▶ [BRIEF]:
Your answer should hold only the lines from the one with "or METHOD can be easily accessed." through the end of the listing below, each retyped exactly.

___ EXERCISE INPUTS ___

PR #4079, opened 2024-01-23
[swiftsrc2cpg] Added support for ForEach loops

max-leuthaeuser:
Incl. de-sugaring for ForEach loops with simple identifier, expressions, and tuple declarations with and without where clauses.

### DIFF
--- a/joern-cli/frontends/swiftsrc2cpg/src/main/scala/io/joern/swiftsrc2cpg/astcreation/AstForStmtSyntaxCreator.scala
+++ b/joern-cli/frontends/swiftsrc2cpg/src/main/scala/io/joern/swiftsrc2cpg/astcreation/AstForStmtSyntaxCreator.scala
@@ -5,8 +5,12 @@ import io.joern.swiftsrc2cpg.parser.SwiftNodeSyntax.*
 import io.joern.x2cpg.Ast
 import io.joern.x2cpg.ValidationMode
 import io.joern.x2cpg.datastructures.Stack.*
+import io.joern.x2cpg.Defines
 import io.shiftleft.codepropertygraph.generated.ControlStructureTypes
 import io.shiftleft.codepropertygraph.generated.nodes.NewJumpLabel
+import io.shiftleft.codepropertygraph.generated.DispatchTypes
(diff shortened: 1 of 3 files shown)


joern-cli/frontends/swiftsrc2cpg/src/main/scala/io/joern/swiftsrc2cpg/astcreation/AstForStmtSyntaxCreator.scala
```diff
@@ -73,7 +77,466 @@ trait AstForStmtSyntaxCreator(implicit withSchemaValidation: ValidationMode) {
...
+    // _iterator assignment:
+    val iteratorName      = generateUnusedVariableName(usedVariableNames, "_iterator")
+    val iteratorLocalNode = localNode(node, iteratorName, iteratorName, Defines.Any).order(0)
+    val iteratorNode      = identifierNode(node, iteratorName)
+    diffGraph.addEdge(localAstParentStack.head, iteratorLocalNode, EdgeTypes.AST)
+    scope.addVariableReference(iteratorName, iteratorNode)
+
+    val iteratorCall =
+      // TODO: add operator to schema
+      callNode(node, s"<operator>.iterator($collectionName)", "<operator>.iterator", DispatchTypes.STATIC_DISPATCH)
```
johannescoetzee, line 140: Note for the future: If we're adding support for an `iterator` operator, then I think it would make sense to use that across frontends through a common `foreach` lowering in `x2cpg`. This would be a fairly significant representation change for existing frontends, however.

johannescoetzee (approved):

joern-cli/frontends/swiftsrc2cpg/src/main/scala/io/joern/swiftsrc2cpg/astcreation/AstForStmtSyntaxCreator.scala
max-leuthaeuser: Yes, true. Currently, its done this way in js2cpg, jssrc2cpg, and afaik pysrc2cpg.
This should be refactored at some point.

PR #4082, opened 2024-01-24
Add content steps for METHOD and TYPE_DECL nodes.

ml86:
With these new steps the parts of FILE content belonging to a TYPE_DECL
or METHOD can be easily accessed.


maltek (approved):
There is some overlap with the existing `.dump` steps. But I think a new step makes sense since `.dump` always does fancy syntax-highlighting stuff, while this new step doesn't and shouldn't for the use-case that inspired it. (We should probably start making use of this in `.dump` when available, but I'd say that can happen later.)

___

▶ [ANSWER FOR THIS EXERCISE]:
or METHOD can be easily accessed.


maltek (approved):
There is some overlap with the existing `.dump` steps. But I think a new step makes sense since `.dump` always does fancy syntax-highlighting stuff, while this new step doesn't and shouldn't for the use-case that inspired it. (We should probably start making use of this in `.dump` when available, but I'd say that can happen later.)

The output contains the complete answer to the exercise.